The study included 1,888,682 patients with diabetes. The mean (SD) age was 71.6 (11.6) years, and 59.5% (1,123,220/1,888,682) were female. A total of 66.4% (1,254,538/1,888,682) were white, 16.3% (308,158/1,888,682) were black, and 7.8% (147,498/1,888,682) were Hispanic. Estimated rates of non-adherence for oral hypoglycemic agents, ACEIs/ARBs, and statins were 35.1% (386,666/1,101,533), 41.8% (449,561/1,075,285), and 46.4% (447,106/962,877), respectively. In unadjusted analyses, patients aged <65 years, women, black or Hispanic patients, and patients with higher Deyo-adapted CCI were more likely to be nonadherent to all 3 classes of medications. The results were consistent in multivariate analyses, and all results were statistically significant at P < 0.001.

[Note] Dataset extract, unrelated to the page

PR #203, opened 2022-10-06
fetch all branches in release tagging script

sdowell:
By default fetch will only fetch HEAD, i.e. main. For patch releases we need to also fetch release branches. This change updates the refspec to fetch all heads from remote.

In this study of Medicare Part D enrollees with diabetes, patients aged <65 years, women, black or Hispanic patients, and those with higher comorbidity scores were more likely to be nonadherent to medications. Interventions should be developed to improve medication adherence among these subgroups so that patients can achieve the full benefits of prescribed pharmacologic therapies.